Start of Record excerpts

Issue #91, opened 2018-10-31
Test Coverage


TomDonoghue:
Missing test coverage:
- spectral.morlet_transform
- spectral.morlet_convolve
- burst.compute_burst_stats
- plts.*

srcole:
* sim.sim_poisson_pop
* sim.make_synaptic_kernel
* sim.make_osc_cycle

srcole:
I think the last ones needed are just the spectral ones. @rdgao

rdgao:
goddamn it.

PR #102, opened 2018-11-02
Plts and compute_burst_stats tests

srcole:
partial issue #91


srcole:
Not really sure why 3.4 is failing.

Can we just drop 3.4 from our tests and only support 3.5+

3.4 has started to give us a few misc problems.

TomDonoghue:
I dropped 3.4 on FOOOF, because I was using some things (simple string manipulation stuff) that wasn't supported in 3.4. Doesn't seem to have been a problem / no one has complained - so if you want to change the listed Python versions in setup.py, and stop it running on travis, I think that would be fine!

TomDonoghue:
Also - throw an eye on .travis in FOOOF to see how to add testing of 3.7 (for some dumb reason it's a bit different than normal, but we might as well test the newest version).

rdgao:
alright I'm gonna merge this and test 3.7 on a different PR

PR #107, opened 2018-11-04
swappable noise generator function in oscillator simulators

rdgao:
a few major changes:
- made private function (`_return_noise_sim()`)  to handle noise generation given a string function parameter and dict arg for noise params. 
- Function is called in `sim_noisy_oscillator()` and `sim_noisy_bursty_oscillator()`, which calls the above 
- also allow a custom noise time series which is just normalized and added to the oscillation simulation, after checking for same length 
- changed normalization from power (sum of squares) to variance due to offset in some noise generation functions
- updated docs and tests for above
- moved `filter_order` computation to within `sim_filtered_noise()`, defaults to None, which forces 3 times highpass filter length

#107


srcole:
what do you think about having a default for the noise function argument and kwargs?

rdgao:
I'm okay with that but I didn't know which to pick. I would lean towards synaptic?

rg.

srcole:
Yeah, that sounds good to me

PR #1295, opened 2022-08-02
update usage documentation

a364176773:


a364176773:
@raphw PTAL , I found that the document was a little behind, so I updated it

raphw:
You are right, it is. Thanks for updating. I was still wondering why you needed this additional exception block with the rethrow.

a364176773:
> You are right, it is. Thanks for updating. I was still wondering why you needed this additional exception block with the rethrow.

Thanks for your review. I think that after describing it in this way, the user can clearly know that this exception can be handled extra, rather than thrown out directly

raphw:
Would you remove the changes on the intereptor? Then I can merge this.

a364176773:
> Would you remove the changes on the intereptor? Then I can merge this.

done

raphw (approved):

PR #1371, opened 2022-12-16
upgrade maven-release-plugin

hboutemy:
this will update the Reproducible Builds outputTimestamp value during releases: this should fix issue from https://github.com/jvm-repo-rebuild/reproducible-central/blob/master/content/net/bytebuddy/README.md


raphw:
I'd prefer to mot merge a milestone release. But it cannot be long to an actual one.

hboutemy:
honestly, I don't know when we'lll do the final 3.0.0, what i can tell you is that 3.0.0-M7 is really worth it :)

PR #1389, opened 2023-01-10
Providing Android runtimeClasspath using new tools from API 7.3

LikeTheSalad:


raphw:
I changed it by relying on the reflection API being able to resolve a method. Does this still work as intended?

LikeTheSalad:
That should work too. I think what should be avoided the most would be casting the Variant object to ComponentImpl, but apart from that, the way to check for the new method should be fine either way

raphw:
I cast to the interface now that declares the method but also added a type check to give a better error message. 

As long as the new method is available, it will be used. I'll make a release this week!

PR #1391, opened 2023-01-12
Add public addURL to BOOT_LOADER_PROXY

aarolesl:
We own an Amazon open-source project which utilizes ByteBuddy, and this PR for ByteBuddy solves an obstacle we have encountered in supporting Java 17. Our project: [https://github.com/awslabs/disco](https://github.com/awslabs/disco)

Disco is an open source event-driven toolkit. Disco provides a framework for plugins which may use features offered by the toolkit, the primary of which being Context Propagation (across threads and services) and Events. Disco vends a Java Agent which services use, where plugins are loaded by the Disco Java Agent and may themselves be thought of as agents. Installables - components of some plugins - utilize ByteBuddy to perform instrumentations (for example, a plugin may instrument Apache to propagate context through service calls.) Installable Interface: [https://github.com/awslabs/disco/blob/master/disco-java-agent/disco-java-agent-plugin-api/src/main/java/software/amazon/disco/agent/interception/Installable.java#L35](https://github.com/awslabs/disco/blob/master/disco-java-agent/disco-java-agent-plugin-api/src/main/java/software/amazon/disco/agent/interception/Installable.java#L35)

Some plugins have a requirement to exist on the bootstrap classloader and may be injected to it at runtime during the PluginDiscovery phase of the Disco Java Agent. [https://github.com/awslabs/disco/blob/master/disco-java-agent/disco-java-agent-core/src/main/java/software/amazon/disco/agent/plugin/PluginDiscovery.java#L311](https://github.com/awslabs/disco/blob/master/disco-java-agent/disco-java-agent-core/src/main/java/software/amazon/disco/agent/plugin/PluginDiscovery.java#L311)

Since these plugins can define installables which utilize ByteBuddy to perform instrumentations, they commonly define classes which need to be loaded as resources by ByteBuddy (e.g. Advices). Because the bootstrap classloader does not support resource loading, just classloading, we rely on ByteBuddy’s BOOT_LOADER_PROXY. When bootstrap plugins are loaded during runtime, we reflectively call addURL on ByteBuddy’s BOOT_LOADER_PROXY, since ByteBuddy will check here by-default for performing bootstrap resource loading. [https://github.com/awslabs/disco/blob/master/disco-java-agent/disco-java-agent-inject-api/src/main/java/software/amazon/disco/agent/inject/Injector.java#L144](https://github.com/awslabs/disco/blob/master/disco-java-agent/disco-java-agent-inject-api/src/main/java/software/amazon/disco/agent/inject/Injector.java#L144)

This saves plugin developers the undifferentiated effort of utilizing a ClassFileLocator in their installables and needing to be aware of what mechanism the Disco Java Agent is using to load them. By performing this work when loading the plugins, they can be injected onto the bootstrap classloader at runtime by Disco Java Agent, and interface with the AgentBuilders that we vend to them in the installable interface without themselves carrying specific logic around how they were loaded.

However, with JDK 17, this reflective access is prevented, as addURL is protected in URLClassLoader and access modifiers are more strongly enforced. The change here would enable us to continue to ensure that these bootstrap plugins can be resource-loaded with the AgentBuilders we supply to them by-default without needing all plugin developers to take on work to update their usages of ByteBuddy to use a ClassFileLocator which matches how we have loaded their plugins.

### DIFF
--- a/byte-buddy-dep/src/main/java/net/bytebuddy/dynamic/ClassFileLocator.java
+++ b/byte-buddy-dep/src/main/java/net/bytebuddy/dynamic/ClassFileLocator.java
@@ -476,7 +476,29 @@ public interface ClassFileLocator extends Closeable {
              * {@inheritDoc}
              */
             public ClassLoader run() {
-                return new URLClassLoader(new URL[0], ClassLoadingStrategy.BOOTSTRAP_LOADER);
+                return new BootLoaderProxy(new URL[0], ClassLoadingStrategy.BOOTSTRAP_LOADER);
+            }
+
+            /**
+             * A URLClassLoader which exposes addURL to be used as a Bootloader Proxy.
+             */
+            class BootLoaderProxy extends URLClassLoader {
+                /**
+                  * Constructs a new BootLoaderProxy for the given URLs and parent ClassLoader.
+                  * @param      urls the URLs from which to load classes and resources
+                  * @param      parent the parent class loader for delegation
+                  */
+                BootLoaderProxy(URL[] urls, ClassLoader parent) {
+                    super(urls, parent);
+                }
+
+                /**
+                 * {@inheritDoc}
+                 */
+                @Override
+                public void addURL(URL url) {
+                    super.addURL(url);
+                }
             }
         }
 


raphw:
I am not sure if I wanted to introduce mutability here. But `ClassLoadingDelegate` is a public interface. Would it be an option for you to implement it yourself?

aarolesl:
This is understandably not an area where mutability had been intended and not a directly supported use case. I am not sure that implementing `ClassLoadingDelegate` would be helpful for our use case, as we equally have the option of defining a `ClassFileLocator` which has visibility into the correct resources. 

However, today we allow plugins (acting like mini java agents) for Disco to interact quite generally with `AgentBuilder`s that we supply to them, and we allow them to expect that resources which they define can be found on the bootstrap classloader by ByteBuddy by default. Supplying to these plugins a `ClassFileLocator` or `ClassLoadingDelegate`  which has visibility into their resources which they must use in their interactions with ByteBuddy breaks some of the abstraction we try to maintain over how we load their plugins and asks many Disco plugins to change how they interact with the supplied AgentBuilders.

The requested changes would indeed still require us to use reflection, but by making `addURL` public on this specific BOOT_LOADER_PROXY instance in `ClassFileLocator.ForClassLoader`, none of these reflection operations are blocked by JDK 17. In essence, this is a hack-around to mimic (from the perspective of a Disco plugin) being able to inject the plugin Jar to the bootstrap classloader directly.

raphw:
I understand. I still wonder if there's a better solution.

So if I understand you correctly, you want to receive an agent builder, and then change that builder to also resolve additional class files from the boot loader that you injected?

aarolesl:
We want the agent builder to be passed to plugins - which we do not have control over how they use the agent builder exactly - to be able to resolve class files that we injected onto the boot loader, yes. Because these plugins can do a wide variety of actions with the agent builder that they receive, we did not find a mechanism which reliably "primes" the agent builder to locate the boot-loader-injected jars other than adding them to the BOOT_LOADER_PROXY. Supplying a LocationStrategy to the agent builder before passing it to the plugins, for example, still appears to allow plugins to interact with the agent builder in some ways that do not cause it to resolve the injected resources.

raphw:
I see. I just added a `with(ClassFileLocator)` method to the `AgentBuilder` API which allows to add types which are not otherwise visible. I find that a cleaner approach than just modifying the boot loader proxy.

The change is pushed to master. Could it work for you?

aarolesl:
That looks like a great change, and gets closer to allowing us to prime the `AgentBuilder` we supply to the plugins. However, for our use case sometimes plugins take actions which attempt to resource-load class files in a way that still will not end up using the `ClassFileLocator` that was supplied to the AgentBuilder. One fairly common example is:
```
public AgentBuilder install(AgentBuilder agentBuilder) {
        return agentBuilder
            .type(ElementMatchers...)
            .transform((builder, typeDescription, classLoader, module) -> builder
                .method(ElementMatchers...)
                .intercept(Advice.to(SomeClass.class))
            )
```
Here, even if we add `SomeClass` to our own equivalent classloader to the boot loader proxy (say `DiscoBootstrapParentedClassLoader`) for resource loading after injecting it to the bootstrap classloader, and we then supply that to the AgentBuilder that is passed to the plugin via a ClassFileLocator, Advice.to will see that `SomeClass` is on the bootstrap classloader and fail to resource load it since it is only visible for resource-loading via the `DiscoBootstrapParentedClassLoader` and Advice.to will instead use the `BOOT_LOADER_PROXY`. 

I am not sure that there is a nice mechanism by which to ensure that the right `ClassFileLocator` ends up being used for these types of use cases, other than asking every plugin to change their code to additionally supply it at every point of interception, since other APIs outside of `AgentBuilder` may trigger the resource-loading without using the `ClassFileLocator` of the surrounding `AgentBuilder`. Hence why today we centrally target the `BOOT_LOADER_PROXY` to ensure each of these types of use cases are caught.

raphw:
When using `Advice.to(SomeClass.class)`, the boot loader proxy is used but that is rather a coincidence. If the advice class is not on the boot loader, it would not use that proxy and miss the classes. The only reliable approach to this would be to supply a custom `ClassFileLocator` as a second argument to the `Advice`.

Generally, I recommend using `AgentBuilder.Transformer.ForAdvice` in this case where the resolution is more open to modifications.

aarolesl:
It sounds like then the supported approach would be us placing stronger restrictions on the interactions plugins make with (e.g.) `Advice` or for us to supply the appropriate `ClassFileLocator` to the plugins to use if they absolutely need. We'll explore options in that area then looking forward. The changes to `AgentBuilder` to support pre-defining a `ClassFileLocator` should be helpful in meeting our use case in the middle, we appreciate those changes!

I'll go ahead and close this PR since it sounds like directly modifying `BOOT_LOADER_PROXY` is not the preferred route here for ByteBuddy.

raphw:
Thanks, I think this is a better approach. Otherwise, we would introduce some form of global state what can have rather unexpected consequences if the implementation of `Advice` would change, for example. Or if a user of your's would use their own `ClassFileLocator`.

I think ideally your users are aware of this and adjust their code to make this dependency explicit.

PR #1475, opened 2023-07-08
fixing the flaky tests that occured due to DeclaredFields

swethakare:
getDeclaredFields does not ensure the order of the fields that are fetched during the execution of junit.
performing a sort on the output of the getDeclaredFields then performing an assertion prevents this non-deterministic error.


swethakare:
Wrong repo pr

PR #1484, opened 2023-07-14
Fixed failure to generate get methods for fields with capitalized initial letters

haiyanghan:
Fixed failure to generate get methods for fields with capitalized initial letters

### DIFF
--- a/byte-buddy-dep/src/main/java/net/bytebuddy/implementation/FieldAccessor.java
+++ b/byte-buddy-dep/src/main/java/net/bytebuddy/implementation/FieldAccessor.java
@@ -19,6 +19,7 @@ import edu.umd.cs.findbugs.annotations.SuppressFBWarnings;
 import net.bytebuddy.build.HashCodeAndEqualsPlugin;
 import net.bytebuddy.description.field.FieldDescription;
 import net.bytebuddy.description.method.MethodDescription;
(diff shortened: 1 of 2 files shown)


haiyanghan:
@raphw hi, can this pr be merged?

raphw:
I did not have time yet, but was planning to look into this early August. Why did you close this ticket?

haiyanghan:
> 

Sorry, I thought this pr would not be merged

raphw:
I will look into this, but the suggested solution is too simple. Fields can be declared by super types, and the traversal would be duplicated, what I want to avoid. I do not see a trivial solution, though.

haiyanghan:
> I will look into this, but the suggested solution is too simple. Fields can be declared by super types, and the traversal would be duplicated, what I want to avoid. I do not see a trivial solution, though.

I'm not familiar with the source code of bytebuddy, so used a relatively simple wording

haiyanghan:
> I will look into this, but the suggested solution is too simple. Fields can be declared by super types, and the traversal would be duplicated, what I want to avoid. I do not see a trivial solution, though.


I see you have resubmitted this issue, I have closed this PR

raphw:
I have solved it slightly different, but thanks for your suggestion and finding this corner-case.

I am actually not sure if fields with a first capital letter a Java bean compliant, but I think it is worth supporting.

PR #1510, opened 2023-08-22
Fix reading bytecode version for java1

SylvainJuge:
The Java class file format ([doc](https://jcp.org/aboutJava/communityprocess/maintenance/jsr924/JVMS-SE5.0-Ch4-ClassFile.pdf)) stores the bytecode version in the bytes 4 to 8 just after the famous `0xCAFEBABE` magic value.
In practice, the minor version hasn't been used since Java1, and both minor and major can be read as single bytes.

When reading the version of an existing class compiled for Java 1, the minor version (3) is read at the wrong offset and is thus ignored, however the major version (45) is properly read, which makes it as if we were attempting to read a class that was compiled for Java 1.0 ([doc](https://javaalmanac.io/bytecode/versions/)), which is not covered by ASM as there isn't any `Opcodes.V1_0`.

This PR fixes the bug in version reading and adds a test to cover it.

### DIFF
--- a/byte-buddy-dep/src/main/java/net/bytebuddy/ClassFileVersion.java
+++ b/byte-buddy-dep/src/main/java/net/bytebuddy/ClassFileVersion.java
@@ -402,7 +402,7 @@ public class ClassFileVersion implements Comparable<ClassFileVersion>, Serializa
         if (binaryRepresentation.length < 7) {
             throw new IllegalArgumentException("Supplied byte array is too short to be a class file with " + binaryRepresentation.length + " byte");
         }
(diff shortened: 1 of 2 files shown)


raphw:
Good catch! I just moved the test to the parameterized version.

SylvainJuge:
Thanks for merging this !

This issue is linked to the 1.14.6 milestone, however this one has been released last week (and it's not included in the release notes), does it means it should actually be part of the 1.14.7 (or whatever comes next) release ?

raphw:
I use this feature poorly where I mark the version where this was reported as I normally solve the issue within the next release. Pushing a release now.

PR #81, opened 2017-03-17
Fix non-GMT time stamp in HTTP Date header

na-g:
HTTP/1.1 [requires](https://tools.ietf.org/html/rfc2616#section-3.3.1) that all time stamps created be in GMT. Posts to S3 were using local time with a numerical offset instead.  Ceph's radosgw is [picky](http://tracker.ceph.com/issues/3973) enough to care, so this was preventing sccache from POSTing to ceph's S3 interface.


luser:
Thanks for the fix!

End of Record excerpts

### The problem
Whenever the string "rethrow" shows up on a line of the listing, copy that line.

### Response
You are right, it is. Thanks for updating. I was still wondering why you needed this additional exception block with the rethrow.
> You are right, it is. Thanks for updating. I was still wondering why you needed this additional exception block with the rethrow.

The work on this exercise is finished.